What needs to be done: Lines holding the word "useful" are the ones to copy from the data below.
# # # # #
PR #773, opened 2020-11-06
feat(nextjs-component, lambda-at-edge): support single username/password basic authen…

dphang:
…tication

* It will help to limit access by allowing a single username/password authentication mechanism, useful to protect dev environments, etc.


danielcondemarin:
Maybe there is a more secure way of handling the username & password, inlining in the manifest doesn't feel right. For example we could at deploy time, update [SecretsManager](https://docs.aws.amazon.com/AWSJavaScriptSDK/latest/AWS/SecretsManager.html) with the given username & pwd and at runtime read from it, instead of including the sensitive in the lambda artefact.

dphang:
> Maybe there is a more secure way of handling the username & password, inlining in the manifest doesn't feel right. For example we could at deploy time, update [SecretsManager](https://docs.aws.amazon.com/AWSJavaScriptSDK/latest/AWS/SecretsManager.html) with the given username & pwd and at runtime read from it, instead of including the sensitive info in the lambda artefact. 
> 
> 
> 
> 

@danielcondemarin Ya I agree, this was just a start to quickly protect an environment e.g useful for development envs. I don't think we should be using basic auth for production. Secret manager is not free ($0.40 per month and $0.05 per 10k API calls) but we can add it later if needed.

danielcondemarin:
# # # # #
Task solution:
* It will help to limit access by allowing a single username/password authentication mechanism, useful to protect dev environments, etc.
@danielcondemarin Ya I agree, this was just a start to quickly protect an environment e.g useful for development envs. I don't think we should be using basic auth for production. Secret manager is not free ($0.40 per month and $0.05 per 10k API calls) but we can add it later if needed.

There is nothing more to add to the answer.